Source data

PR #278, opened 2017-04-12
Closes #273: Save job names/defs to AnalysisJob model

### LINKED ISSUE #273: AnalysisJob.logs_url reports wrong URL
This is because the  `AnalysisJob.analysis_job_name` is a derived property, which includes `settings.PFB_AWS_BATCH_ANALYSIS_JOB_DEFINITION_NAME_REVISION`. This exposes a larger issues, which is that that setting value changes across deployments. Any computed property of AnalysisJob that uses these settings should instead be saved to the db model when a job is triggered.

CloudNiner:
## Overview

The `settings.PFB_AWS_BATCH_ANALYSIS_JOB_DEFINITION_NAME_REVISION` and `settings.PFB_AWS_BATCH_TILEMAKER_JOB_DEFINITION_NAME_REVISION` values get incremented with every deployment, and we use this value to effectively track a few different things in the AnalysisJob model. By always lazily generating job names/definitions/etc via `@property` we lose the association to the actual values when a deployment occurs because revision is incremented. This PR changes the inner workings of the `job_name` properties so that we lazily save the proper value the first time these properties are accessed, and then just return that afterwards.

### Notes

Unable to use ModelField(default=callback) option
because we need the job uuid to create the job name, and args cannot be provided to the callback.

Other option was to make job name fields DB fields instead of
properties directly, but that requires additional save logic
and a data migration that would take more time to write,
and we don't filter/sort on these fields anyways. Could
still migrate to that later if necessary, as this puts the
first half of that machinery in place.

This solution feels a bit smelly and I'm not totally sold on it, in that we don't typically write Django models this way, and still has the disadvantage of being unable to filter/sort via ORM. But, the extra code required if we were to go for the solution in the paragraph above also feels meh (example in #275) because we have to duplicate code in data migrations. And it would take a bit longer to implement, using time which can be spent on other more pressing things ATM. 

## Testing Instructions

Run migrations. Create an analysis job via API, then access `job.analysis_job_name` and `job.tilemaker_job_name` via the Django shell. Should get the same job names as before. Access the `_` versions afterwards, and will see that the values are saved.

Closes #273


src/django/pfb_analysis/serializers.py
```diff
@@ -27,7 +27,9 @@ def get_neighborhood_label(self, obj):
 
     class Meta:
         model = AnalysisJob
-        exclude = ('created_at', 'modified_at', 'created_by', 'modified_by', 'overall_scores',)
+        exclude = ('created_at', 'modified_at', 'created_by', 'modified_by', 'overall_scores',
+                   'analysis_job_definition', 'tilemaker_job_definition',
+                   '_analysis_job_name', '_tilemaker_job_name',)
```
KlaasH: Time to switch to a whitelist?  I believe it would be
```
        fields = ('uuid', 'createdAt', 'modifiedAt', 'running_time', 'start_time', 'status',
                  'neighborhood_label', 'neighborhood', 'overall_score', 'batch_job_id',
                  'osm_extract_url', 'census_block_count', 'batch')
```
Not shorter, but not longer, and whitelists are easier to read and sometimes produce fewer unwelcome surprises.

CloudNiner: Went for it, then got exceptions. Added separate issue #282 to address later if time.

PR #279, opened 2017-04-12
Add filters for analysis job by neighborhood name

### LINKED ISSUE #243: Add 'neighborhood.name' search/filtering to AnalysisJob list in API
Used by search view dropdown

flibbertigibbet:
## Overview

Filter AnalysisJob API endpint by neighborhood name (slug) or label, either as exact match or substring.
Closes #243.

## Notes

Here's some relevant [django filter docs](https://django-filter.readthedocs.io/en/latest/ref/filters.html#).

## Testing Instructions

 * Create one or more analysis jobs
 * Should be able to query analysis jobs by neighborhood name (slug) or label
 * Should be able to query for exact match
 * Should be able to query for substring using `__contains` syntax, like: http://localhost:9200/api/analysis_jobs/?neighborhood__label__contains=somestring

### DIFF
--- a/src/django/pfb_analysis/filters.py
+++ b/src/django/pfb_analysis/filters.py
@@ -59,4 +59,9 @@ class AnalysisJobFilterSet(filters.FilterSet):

## ACTION ITEM
Would you please give the number of lines in the data above that contain the string "exclude"? Reply with that number only.

## SOLUTION TO THIS TASK
2